Only lines that contain the word "will" belong in the answer; copy them from the records below.
• • • •
PR #5857, opened 2023-11-28
Added nano seconds function for time stamp resolution near to nano seconds

erapade:

We currently only have a timestamp function that measures down to micro seconds. In some situations there's a need to have time stamps with higher resolutions and hence I added the nanos() function.

I did this knowing that the resolution will not come down to nano seconds due to the system clock frequency but this will still be better than just using the already existing micros().

* Using a 80 MHz system clock the resolution will be 12.5 nano seconds
* using a 120 MHz system clock the resolution will be 6.25 nano seconds

This function will be used to increase the reliability of timing in the Dallas component

And yes, 12.5 nano seconds in resolution will not give us an accuracy of 12.5 nano seconds, but using relative time measures this will help.

There was already and existing arch_get_cpu_cycle_count() that will do the same thing but this function wasn't declared as IRAM_ATTR HOT and didn't follow the same naming convention as micros() and millis()

This is my first pull request of code, Please be nice to me ;-)

## Types of changes

- [ ] Other

## Test Environment

- [ ] ESP32
- [ ] ESP32 IDF
- [x] ESP8266
- [ ] RP2040
- [ ] BK72xx
- [ ] RTL87xx

```yaml
# Example config.yaml

```

## Checklist:


esphome/components/host/core.cpp
```diff
@@ -28,13 +30,27 @@ void IRAM_ATTR HOT delay(uint32_t ms) {
...
+
 uint32_t IRAM_ATTR HOT micros() {
   struct timespec spec;
   clock_gettime(CLOCK_MONOTONIC, &spec);
   time_t seconds = spec.tv_sec;
   uint32_t us = round(spec.tv_nsec / 1e3);
   return ((uint32_t) seconds) * 1000000U + us;
 }
+
+uint32_t IRAM_ATTR HOT nanos() {
```
jesserockz, line 42: This file is only used when building a native linux binary for example, not on esp32/esp8266 etc...
You will need to implement on all platforms in their respective components.

jesserockz (changes requested):

esphome/components/host/core.cpp
erapade: Ohhh, Thanks @jesserockz. Based on your comment I looked into that. Makes sense since I then can include those components as local in my yaml. But I really didn't understand how to implement it in ESP8266 and ESP32 components and the current implementation of micros() in these components looks very different.

Any chance you can point me to some directions. This is my first attempt to contribute to ESPHome

ssieb: I think microseconds is the smallest interval easily available.  You can try looking through the ESP docs to see if you can find something else.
• • • •
RESULT OF THE TASK:
I did this knowing that the resolution will not come down to nano seconds due to the system clock frequency but this will still be better than just using the already existing micros().
* Using a 80 MHz system clock the resolution will be 12.5 nano seconds
* using a 120 MHz system clock the resolution will be 6.25 nano seconds
This function will be used to increase the reliability of timing in the Dallas component
And yes, 12.5 nano seconds in resolution will not give us an accuracy of 12.5 nano seconds, but using relative time measures this will help.
There was already and existing arch_get_cpu_cycle_count() that will do the same thing but this function wasn't declared as IRAM_ATTR HOT and didn't follow the same naming convention as micros() and millis()
You will need to implement on all platforms in their respective components.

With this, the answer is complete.